I, Medusa
After
It’s well past midnight when the woman finds the temple.
Her first thought, as her heels sink into the beach’s wet sand, is that the place at which she has arrived is not at all what she was expecting.
The holy sites she is accustomed to are grand and imposing marble complexes staffed by a retinue of dutiful priests or priestesses.
The lone torchlit building that looms before her in the dark, with its crumbling stone ramparts and visibly neglected grounds, is neither grand nor imposing.
The woman notes that the place is, in fact, quite small, half obscured by the surrounding dunes, and unlikely to have other visitors this late in the night.
The woman is not deterred as she diverts from the coastline to draw closer.
Tonight, a temple without visitors is auspicious.
A crude path lined with pebbles and driftwood leads her from the beach to the temple’s only entrance. The moment she crosses its threshold, the smell of myrrh fills her lungs, drawing from her a dull ache, a long-buried grief. She ignores that ache, smothers the grief, then presses on.
Eventually, she finds the old priest alone in the temple’s open courtyard.

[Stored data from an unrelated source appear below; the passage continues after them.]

PR #1126, opened 2016-09-22
Improve error messages from compliance fetcher

stevendanna:

### DIFF
--- a/lib/bundles/inspec-compliance/target.rb
+++ b/lib/bundles/inspec-compliance/target.rb
@@ -4,6 +4,7 @@
 
 require 'uri'
 require 'inspec/fetcher'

He’s holding a broom, locked in fierce battle with the sand that litters the tile.
His olive skin shines with perspiration, his gray tunic is modest and plain.
He is a foreigner in these lands, just as she is.
It takes several seconds before he looks up and notices her.
He has cloudy, albeit kind, brown eyes and a decidedly paternal smile.
That smile makes the woman think of her own father, what he’d think if he knew what she was about to do.
She dismisses that thought quickly. Her father is a god, and if she knows anything about gods, it is that they care little for mortals and less for mortal plights.
Instead, her attention returns to the priest. She offers him a low bow—a lingering habit from her time as a priestess.
Then she speaks. Her voice is petal soft.
“I’ve come to ask for a blessing.”
The priest sets his broom aside and laces his gnarled fingers. Silence stretches between them before he gives his answer.
“What do you offer in exchange?”
The woman bows her head, contrite. “I’ve no coin, nothing of value.”
This is met with more silence.
“Please, I’m…I’m desperate.” The woman waits a beat before lifting her gaze.
When she does, she finds the priest’s expression has changed.
She knows what he sees: a young, dark-skinned woman wearing a simple white tunic and a simpler white head wrap.
She knows that this is a game, that she has already made the first move. Now it is his turn.
“It is no matter,” the priest says gently. “There are always other ways, other kinds of exchanges.” He gives the woman a significant look—a look she has been anticipating—before he beckons. “Come, child.”
The woman obeys, closing the small gap between them to accept his veiny hand. She does not shiver when he traces the pad of his thumb over her palm.
Then his grip tightens.
The woman does not object when the priest pulls her against him, nor when he crushes his wrinkled lips against hers.
She does not protest when he lowers them both to the sand-swept floor, nor when he guides her to clumsily mount him.
His body is bony and frail, but she feels it harden with desire between her thighs.
“I am untouched,” she whispers. “I have never…”
“That is all right,” says the priest. In the flicker of the torchlight, his once-kind eyes have grown wolfish. “I will show you what to do. But first, let me see you.”
The woman hesitates, then unfastens the pins that hold her tunic together at the shoulders, so that the garment falls around her waist. A low, appreciative groan escapes the priest’s lips.
“Tell me your name.” His voice is scraped raw with lust.
A small smile touches the woman’s face. “I could tell you who I am,” she says. “But I think it better to show you what I am.”
The old priest looks up from her bare breasts, confused, but the woman is already loosening her head wrap. She lets it slip to the floor, then blinks with newly yellow eyes. The priest’s grow coin-wide with terror.
“Abomination,” he rasps. “You’re a—” He does not finish his sentence.
Already, his vital organs are calcifying to cold, gray stone, as is the rest of his body.
His fingers curl inward as he claws at the air, grasping at something he’ll never reach.
All the while, the woman sits silently astride him, waiting.
Some distant, detached part of her—the part of her that’s remained human, perhaps—knows that she should feel something. Relief. Vindication. Horror.
The best she can manage is exhaustion.
The woman presses her fingertips to the priest’s stone tunic as his fluttering heartbeat slows, then stills.
Only when she’s certain that he’s dead does she rise.
She reaches up as hissing fills the temple, and the ink-black serpents that sprout from her scalp in place of hair taste the salt air with eager forked tongues while they nuzzle her hand.
Vaguely, the woman wonders how long it will take to drag the statue of the priest down to the shoreline, how many hours might pass before his absence is noticed.
She tallies how many men she has killed thus far and wonders how many more she will kill before the rage within her is sated, before it feels like enough.
As she douses the temple’s torch and surrenders to the dark, Medusa thinks about monsters, and how easily she became one.